I have no experience with the LifeGuard or APEX autofeeder but sounds like I made a right choice by avoiding them.

I guess the Eheim is still one of the better auto feeders in the market? What are the typical problems with the auto feeders you have experienced?


----------



## kamal (Apr 21, 2009)

Amazing stuff, I am not so smart and am always impressed with the ingenuity in this forum and the hobby in general.


----------



## wtac (Mar 17, 2006)

The Eheim "Classic" autofeeder has been the best that I have used and longevity. I still have the one I bought back in the early 90's.

Programming is simple, relatively quiet, compact design, large hopper, easy to adjust amount of food to dispense...the best that there is, IMHO.

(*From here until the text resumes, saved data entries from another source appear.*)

PR #4472, opened 2025-11-17
fix: Performance and high memory usage of relation hint calculation

### LINKED ISSUE #4462: Continuous memory growth and OOM kills since PostgREST v13+

### LINKED ISSUE #4463: `ServerDisconnectedError` when querying tables created after PostgREST startup since v13+

mkleczek:
Calculation of hint message when requested relation is not present in schema cache requires creation of a FuzzySet (to use fuzzy search to find candidate tables). For schemas with many tables it is costly. This patch introduces dbTablesFuzzyIndex in SchemaCache to memoize the FuzzySet creation.

Fixes #4462
Fixes #4463

### DIFF
--- a/CHANGELOG.md
+++ b/CHANGELOG.md
@@ -20,6 +20,7 @@ All notable changes to this project will be documented in this file. From versio
 - Fix not returning `Content-Length` on empty HTTP `201` responses by @laurenceisla in #4518
 - Fix inaccurate Server-Timing header durations by @steve-chavez in #4522
 - Fix inaccurate "Schema cache queried" logs by @steve-chavez in #4522
+- Fix performance and high memory usage of relation hint calculation by @mkleczek in #4462 #4463
 
 ## [14.1] - 2025-11-05
 
--- a/src/PostgREST/Error.hs
+++ b/src/PostgREST/Error.hs
@@ -3,6 +3,7 @@ Module      : PostgREST.Error
 Description : PostgREST error HTTP responses
 -}
 {-# OPTIONS_GHC -fno-warn-orphans #-}
+{-# LANGUAGE NamedFieldPuns  #-}
 {-# LANGUAGE RecordWildCards #-}
 
 module PostgREST.Error
@@ -41,6 +42,7 @@ import Network.HTTP.Types.Header (Header)
 import           PostgREST.MediaType (MediaType (..))
 import qualified PostgREST.MediaType as MediaType
 
+import PostgREST.SchemaCache              (SchemaCache (SchemaCache, dbTablesFuzzyIndex))
 import PostgREST.SchemaCache.Identifiers  (QualifiedIdentifier (..),
                                            Schema)
 import PostgREST.SchemaCache.Relationship (Cardinality (..),
@@ -49,9 +51,7 @@ import PostgREST.SchemaCache.Relationship (Cardinality (..),
                                            RelationshipsMap)
 import PostgREST.SchemaCache.Routine      (Routine (..),
                                            RoutineParam (..))
-import PostgREST.SchemaCache.Table        (Table (..))
 import Protolude
-
 
 class (ErrorBody a, JSON.ToJSON a) => PgrstError a where
   status   :: a -> HTTP.Status
@@ -250,7 +250,7 @@ data SchemaCacheError
   | NoRelBetween Text Text (Maybe Text) Text RelationshipsMap
   | NoRpc Text Text [Text] MediaType Bool [QualifiedIdentifier] [Routine]
   | ColumnNotFound Text Text
-  | TableNotFound Text Text [Table]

IME, when it comes to spending other ppls money or recommending to others performance, aesthetics, ease of use/maintenance and value are key criteria.

The APEX/Lifeguard autofeeders, the hopper extends out of the main body, then rotates to dispense food and then retracts in the body. To refill the hopper, you have to pop off the lid that is at the open face of the hopper.

I've had many incidences where the lid pops off and the contents dump into the DT. The LifeGuard programming is just awkward and not intuitive, IMHO.

Eheim has a double hopper autofeeder but that is a ROYAL PITA as it uses a silly auger style mechanism to push the food out. Small pellets and accumulated powdered food will jam the mechanism. Its quite a job to clean it out and the programming is WTF?

I've messed around with Hagen, Hydor, Juwel and countless Chinese branded that were sent to me to try. They just don't measure up to the Eheim Classic.

The main drawback is if the battery dies, you lose the time and programming as well there is no "going back" if you overshoot the time.

JME/2C


----------



## conix67 (Jul 27, 2008)

Thanks for sharing such a valuable information! I'll stick with the Eheim Classic.

The thing about the feeder battery powered is that you forget that it's run by batteries and batteries don't last forever. I really need to make it as part of an annual maintenance schedule because once I did not realize the battery was dead until some fishes died..


----------